All is not well in Belleville, the Donmar’s new domestic drama

Donmar Warehouse
According to Abby, a 29-year-old American in Paris, the worst thing her parents ever did is tell her she could do anything she wanted. With the expectation of academic achievement lifted, all she had to do was concentrate on being happy. So whose fault is it when we follow our foggy dreams only to find they’re visceral nightmares?
These questions and more are, well, not answered exactly, but explored through this domestic drama which takes place entirely in a claustrophobic cubbyhole in Belleville, a multi-cultural neighbourhood on the outskirts of Paris.
Abby moved to support her husband Zack, a Medecins Sans Frontieres doctor treating children with Aids. Deprived of any such honourable purpose, Abby stays at home popping anti-depressants when she’s not teaching yoga or skipping French language classes, causing mild offence to their Muslim landlord by asking him what he does for Christmas.
Among the French, Americans are “strangers in a strange land.” As Abby points out: “That superior thing they do, it’s very convincing.”

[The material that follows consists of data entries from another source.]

PR #61, opened 2016-11-09
Use systemd to manage kismatic-inspector

dkoshkin:
The Kismatic Inspector didn't always start correctly and caused many integration test failures

Minor fixes:
* Print Ansible run command in a new line 
* Always respect `LEAVE_ARTIFACTS`

### DIFF
--- a/ansible/roles/preflight/tasks/main.yaml
+++ b/ansible/roles/preflight/tasks/main.yaml
@@ -15,6 +15,8 @@
     template:
       src: kismatic-inspector.service.j2
       dest: "{{ init_system_dir }}/kismatic-inspector.service"
+    notify:
+      - reload services
 
   - name: start kismatic-inspector service
     service:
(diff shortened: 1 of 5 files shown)


ansible/roles/preflight/tasks/main.yaml
```diff
@@ -3,32 +3,31 @@
...
       mode: 0744
-  - name: start the Kismatic Inspector in server mode
-    command: "{{ bin_dir }}/kismatic-inspector server --node-roles {{ \",\".join(group_names) }} --port 8888 {{ (allow_package_installation == 'true') | ternary('', '-e') }}"
-    async: 300
-    register: start_inspector
-  - name: ensure Kismatic Inspector server is running
-    async_status: jid={{ start_inspector.ansible_job_id }}
-    register: job_result
+  - debug: msg="{{ bin_dir }}/kismatic-inspector server --node-roles {{ \",\".join(group_names) }} --port 8888 {{ (allow_package_installation == 'true') | ternary('', '-e') }}"
+  - name: copy calico-node.service to remote
```
alexbrand: Name is wrong here

dkoshkin:
I though about adding it, you only need that when the service is already running and the file gets changed.
I'll add it because that could happen, ie. when a node changes roles

alexbrand:
Sounds good. Other than that LGTM

dasmb:
LGTM.

PR #63, opened 2016-11-10
Increase retry count for AWS client

alexbrand:
We continue getting the 400 errors when creating instances on AWS. I have increased the number of retries to 5.


dkoshkin:
LGTM, lets get a run in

The play works best when it’s operating as a cultural satire, or documenting the passive aggressive nature of marital strife. Its rapid descent into high melodrama in the last 20 minutes, however, is guilty of the same sin as its anti-heroes; self-indulgence.
One can’t help feeling that the constant introspection, the raking over of trivial historical slights, could have been exchanged for more quality time with the only other couple in the play, Alioune and Amina as the landlord and his wife, who had the potential to be an effective foil.
The tension, on the other hand, is spot on, and there’s a deep unease rumbling behind every marital spat. At its best, Belleville is both gripping and marvellously macabre.